◆ **What the task asks**
Once you have located the line containing "naxoc: Makes much" in the material below, return it exactly along with each line after it through the line containing "fix(GA): update spelling of referrer param".

◆ **Task input**
──────────────────────────────
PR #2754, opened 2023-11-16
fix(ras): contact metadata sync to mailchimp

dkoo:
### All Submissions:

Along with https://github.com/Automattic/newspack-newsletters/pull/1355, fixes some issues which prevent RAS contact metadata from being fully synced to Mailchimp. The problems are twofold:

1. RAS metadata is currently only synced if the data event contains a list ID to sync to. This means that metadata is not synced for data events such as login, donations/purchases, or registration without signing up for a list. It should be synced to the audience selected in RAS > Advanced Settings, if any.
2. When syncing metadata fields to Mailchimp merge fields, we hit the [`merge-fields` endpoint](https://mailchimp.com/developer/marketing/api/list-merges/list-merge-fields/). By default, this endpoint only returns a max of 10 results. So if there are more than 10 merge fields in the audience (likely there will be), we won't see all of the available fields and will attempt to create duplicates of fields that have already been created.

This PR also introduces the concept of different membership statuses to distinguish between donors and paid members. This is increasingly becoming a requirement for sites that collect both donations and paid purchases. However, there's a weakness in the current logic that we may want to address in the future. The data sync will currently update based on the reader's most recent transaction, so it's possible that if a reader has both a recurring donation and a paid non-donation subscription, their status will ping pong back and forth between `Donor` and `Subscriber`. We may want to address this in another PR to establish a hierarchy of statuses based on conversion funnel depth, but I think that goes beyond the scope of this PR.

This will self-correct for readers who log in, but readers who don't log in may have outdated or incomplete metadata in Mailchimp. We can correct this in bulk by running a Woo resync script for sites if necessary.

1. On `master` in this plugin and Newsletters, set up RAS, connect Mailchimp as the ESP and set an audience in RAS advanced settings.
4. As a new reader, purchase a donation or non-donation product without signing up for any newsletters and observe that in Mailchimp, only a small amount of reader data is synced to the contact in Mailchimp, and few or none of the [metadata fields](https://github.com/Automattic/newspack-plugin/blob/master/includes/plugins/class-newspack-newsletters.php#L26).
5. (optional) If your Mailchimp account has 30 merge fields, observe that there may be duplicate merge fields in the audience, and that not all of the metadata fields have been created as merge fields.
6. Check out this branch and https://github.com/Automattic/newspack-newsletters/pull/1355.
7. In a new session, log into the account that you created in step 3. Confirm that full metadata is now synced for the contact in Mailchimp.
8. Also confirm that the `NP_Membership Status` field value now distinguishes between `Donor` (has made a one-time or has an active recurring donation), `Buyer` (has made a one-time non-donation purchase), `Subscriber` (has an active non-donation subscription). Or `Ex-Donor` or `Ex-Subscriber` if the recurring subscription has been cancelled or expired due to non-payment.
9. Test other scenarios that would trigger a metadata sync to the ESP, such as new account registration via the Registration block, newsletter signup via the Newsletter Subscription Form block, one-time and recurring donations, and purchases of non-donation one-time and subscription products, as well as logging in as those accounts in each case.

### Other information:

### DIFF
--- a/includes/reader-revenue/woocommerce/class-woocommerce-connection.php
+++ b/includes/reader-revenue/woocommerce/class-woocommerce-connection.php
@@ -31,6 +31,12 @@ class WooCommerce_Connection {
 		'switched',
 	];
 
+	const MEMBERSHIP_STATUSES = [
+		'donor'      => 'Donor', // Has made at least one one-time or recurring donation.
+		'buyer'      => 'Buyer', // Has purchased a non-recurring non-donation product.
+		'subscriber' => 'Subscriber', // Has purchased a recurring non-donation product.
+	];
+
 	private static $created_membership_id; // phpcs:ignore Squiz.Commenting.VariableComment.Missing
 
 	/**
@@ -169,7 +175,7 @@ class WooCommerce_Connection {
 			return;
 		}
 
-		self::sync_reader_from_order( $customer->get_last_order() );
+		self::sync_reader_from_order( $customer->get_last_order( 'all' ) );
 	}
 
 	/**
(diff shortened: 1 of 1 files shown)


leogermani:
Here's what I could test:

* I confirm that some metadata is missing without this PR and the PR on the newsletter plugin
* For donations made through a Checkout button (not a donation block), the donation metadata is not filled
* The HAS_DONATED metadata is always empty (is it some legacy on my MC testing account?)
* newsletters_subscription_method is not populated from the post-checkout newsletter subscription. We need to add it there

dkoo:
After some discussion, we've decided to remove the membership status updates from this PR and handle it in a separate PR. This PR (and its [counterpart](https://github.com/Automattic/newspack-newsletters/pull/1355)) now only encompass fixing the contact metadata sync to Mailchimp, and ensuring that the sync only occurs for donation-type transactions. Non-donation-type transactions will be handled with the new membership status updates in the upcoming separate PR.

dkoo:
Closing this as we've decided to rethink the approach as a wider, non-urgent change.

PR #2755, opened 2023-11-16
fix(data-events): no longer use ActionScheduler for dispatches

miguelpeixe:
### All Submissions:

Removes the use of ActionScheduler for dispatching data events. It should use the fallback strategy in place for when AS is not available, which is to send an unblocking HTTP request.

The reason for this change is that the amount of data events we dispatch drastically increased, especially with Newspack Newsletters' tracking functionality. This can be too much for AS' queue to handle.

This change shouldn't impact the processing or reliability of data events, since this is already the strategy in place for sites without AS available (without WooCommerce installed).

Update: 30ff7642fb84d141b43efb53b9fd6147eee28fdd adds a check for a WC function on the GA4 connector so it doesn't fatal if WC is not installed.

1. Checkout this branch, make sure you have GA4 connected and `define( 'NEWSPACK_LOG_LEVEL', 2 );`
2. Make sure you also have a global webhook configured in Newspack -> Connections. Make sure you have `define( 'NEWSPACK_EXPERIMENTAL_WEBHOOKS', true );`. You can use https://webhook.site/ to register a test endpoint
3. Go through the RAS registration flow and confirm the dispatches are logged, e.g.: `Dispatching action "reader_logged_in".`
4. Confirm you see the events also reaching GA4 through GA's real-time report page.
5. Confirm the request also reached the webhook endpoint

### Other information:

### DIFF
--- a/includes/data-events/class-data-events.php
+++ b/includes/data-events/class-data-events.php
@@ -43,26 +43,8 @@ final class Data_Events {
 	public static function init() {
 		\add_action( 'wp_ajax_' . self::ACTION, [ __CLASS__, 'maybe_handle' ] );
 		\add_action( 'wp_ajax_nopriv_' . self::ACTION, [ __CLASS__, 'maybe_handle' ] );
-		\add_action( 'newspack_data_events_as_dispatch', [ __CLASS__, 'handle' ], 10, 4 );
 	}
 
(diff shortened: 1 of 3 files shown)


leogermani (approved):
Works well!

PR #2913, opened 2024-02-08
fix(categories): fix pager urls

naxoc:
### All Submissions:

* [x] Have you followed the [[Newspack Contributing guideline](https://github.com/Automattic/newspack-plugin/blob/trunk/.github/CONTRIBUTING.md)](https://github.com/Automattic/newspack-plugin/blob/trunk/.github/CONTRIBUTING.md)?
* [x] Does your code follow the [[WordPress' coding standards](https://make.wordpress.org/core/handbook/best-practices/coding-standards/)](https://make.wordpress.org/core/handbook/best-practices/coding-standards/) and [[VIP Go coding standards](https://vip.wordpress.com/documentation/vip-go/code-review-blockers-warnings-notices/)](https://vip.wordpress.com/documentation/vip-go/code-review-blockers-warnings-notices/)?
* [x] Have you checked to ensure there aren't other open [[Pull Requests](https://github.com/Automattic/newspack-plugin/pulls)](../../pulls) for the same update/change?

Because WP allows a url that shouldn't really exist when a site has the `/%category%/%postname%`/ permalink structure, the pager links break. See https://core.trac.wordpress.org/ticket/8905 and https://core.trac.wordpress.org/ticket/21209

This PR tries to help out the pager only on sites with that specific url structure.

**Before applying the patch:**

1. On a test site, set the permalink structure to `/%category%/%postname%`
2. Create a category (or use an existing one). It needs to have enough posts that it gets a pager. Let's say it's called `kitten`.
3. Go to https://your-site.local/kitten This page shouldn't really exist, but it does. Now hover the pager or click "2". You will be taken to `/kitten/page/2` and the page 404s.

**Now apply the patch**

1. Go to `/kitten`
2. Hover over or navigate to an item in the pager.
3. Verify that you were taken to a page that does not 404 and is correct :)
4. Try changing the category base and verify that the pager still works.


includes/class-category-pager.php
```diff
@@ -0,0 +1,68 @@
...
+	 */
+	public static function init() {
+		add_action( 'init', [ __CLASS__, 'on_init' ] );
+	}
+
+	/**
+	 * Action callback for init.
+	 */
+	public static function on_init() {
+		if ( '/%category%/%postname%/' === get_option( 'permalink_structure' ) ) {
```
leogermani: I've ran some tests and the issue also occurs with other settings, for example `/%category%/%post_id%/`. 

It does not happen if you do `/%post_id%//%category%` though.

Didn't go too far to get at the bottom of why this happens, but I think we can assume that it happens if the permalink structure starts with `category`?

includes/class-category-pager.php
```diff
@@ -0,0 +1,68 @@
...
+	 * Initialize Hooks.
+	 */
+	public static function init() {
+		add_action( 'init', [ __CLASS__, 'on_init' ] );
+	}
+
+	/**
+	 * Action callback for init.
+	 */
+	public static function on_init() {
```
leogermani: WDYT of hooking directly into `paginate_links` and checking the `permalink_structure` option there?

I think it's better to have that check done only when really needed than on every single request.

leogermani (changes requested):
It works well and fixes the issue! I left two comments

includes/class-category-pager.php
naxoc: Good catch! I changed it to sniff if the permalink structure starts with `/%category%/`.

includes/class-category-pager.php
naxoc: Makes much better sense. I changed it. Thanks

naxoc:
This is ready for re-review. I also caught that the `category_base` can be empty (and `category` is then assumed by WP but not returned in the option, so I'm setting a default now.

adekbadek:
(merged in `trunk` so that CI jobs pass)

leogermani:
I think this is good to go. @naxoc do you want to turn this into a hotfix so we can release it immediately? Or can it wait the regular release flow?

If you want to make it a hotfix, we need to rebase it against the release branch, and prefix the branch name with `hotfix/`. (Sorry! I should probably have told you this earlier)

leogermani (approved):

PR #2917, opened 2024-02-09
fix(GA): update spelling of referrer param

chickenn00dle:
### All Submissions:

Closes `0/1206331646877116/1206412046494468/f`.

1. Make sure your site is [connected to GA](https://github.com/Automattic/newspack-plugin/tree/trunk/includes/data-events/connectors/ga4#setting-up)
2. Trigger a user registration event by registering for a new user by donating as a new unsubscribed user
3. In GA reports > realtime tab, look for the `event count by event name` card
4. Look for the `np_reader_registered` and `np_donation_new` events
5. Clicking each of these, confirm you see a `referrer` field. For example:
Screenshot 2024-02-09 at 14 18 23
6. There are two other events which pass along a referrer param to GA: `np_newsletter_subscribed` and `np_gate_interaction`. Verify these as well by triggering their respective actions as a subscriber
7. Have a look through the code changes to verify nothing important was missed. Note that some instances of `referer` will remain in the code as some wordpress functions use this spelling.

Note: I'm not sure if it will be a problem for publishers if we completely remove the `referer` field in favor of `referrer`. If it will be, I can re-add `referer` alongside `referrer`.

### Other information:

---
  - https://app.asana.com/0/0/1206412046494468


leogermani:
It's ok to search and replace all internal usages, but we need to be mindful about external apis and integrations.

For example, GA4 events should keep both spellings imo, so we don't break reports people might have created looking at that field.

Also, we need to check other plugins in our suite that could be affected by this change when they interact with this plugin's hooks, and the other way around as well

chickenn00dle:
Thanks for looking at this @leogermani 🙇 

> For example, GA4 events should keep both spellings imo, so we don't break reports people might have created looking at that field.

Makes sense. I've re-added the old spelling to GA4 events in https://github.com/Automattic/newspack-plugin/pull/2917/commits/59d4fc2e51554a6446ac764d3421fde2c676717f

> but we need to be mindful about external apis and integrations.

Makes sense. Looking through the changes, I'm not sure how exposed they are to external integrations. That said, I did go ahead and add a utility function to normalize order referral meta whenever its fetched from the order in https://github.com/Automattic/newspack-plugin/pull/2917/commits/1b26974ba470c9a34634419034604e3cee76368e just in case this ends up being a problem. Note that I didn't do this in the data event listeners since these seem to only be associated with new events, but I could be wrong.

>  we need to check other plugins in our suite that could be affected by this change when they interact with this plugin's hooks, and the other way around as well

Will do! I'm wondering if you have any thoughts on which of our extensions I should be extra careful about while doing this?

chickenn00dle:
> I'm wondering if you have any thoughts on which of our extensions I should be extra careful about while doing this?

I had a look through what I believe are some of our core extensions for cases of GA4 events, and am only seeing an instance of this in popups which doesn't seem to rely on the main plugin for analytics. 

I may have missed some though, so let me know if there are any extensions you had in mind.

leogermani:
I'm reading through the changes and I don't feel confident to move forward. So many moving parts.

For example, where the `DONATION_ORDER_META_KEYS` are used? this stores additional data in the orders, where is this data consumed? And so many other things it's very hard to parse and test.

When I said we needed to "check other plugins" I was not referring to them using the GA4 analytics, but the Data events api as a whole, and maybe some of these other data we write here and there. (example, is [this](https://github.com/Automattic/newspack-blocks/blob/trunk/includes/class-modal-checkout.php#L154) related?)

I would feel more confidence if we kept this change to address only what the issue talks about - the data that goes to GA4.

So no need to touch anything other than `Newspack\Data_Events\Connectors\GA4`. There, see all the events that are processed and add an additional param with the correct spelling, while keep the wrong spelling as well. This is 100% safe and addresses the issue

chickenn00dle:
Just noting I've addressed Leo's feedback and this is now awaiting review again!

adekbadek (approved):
──────────────────────────────
◆ **Result of this task**
naxoc: Makes much better sense. I changed it. Thanks

naxoc:
This is ready for re-review. I also caught that the `category_base` can be empty (and `category` is then assumed by WP but not returned in the option, so I'm setting a default now.

adekbadek:
(merged in `trunk` so that CI jobs pass)

leogermani:
I think this is good to go. @naxoc do you want to turn this into a hotfix so we can release it immediately? Or can it wait the regular release flow?

If you want to make it a hotfix, we need to rebase it against the release branch, and prefix the branch name with `hotfix/`. (Sorry! I should probably have told you this earlier)

leogermani (approved):

PR #2917, opened 2024-02-09
fix(GA): update spelling of referrer param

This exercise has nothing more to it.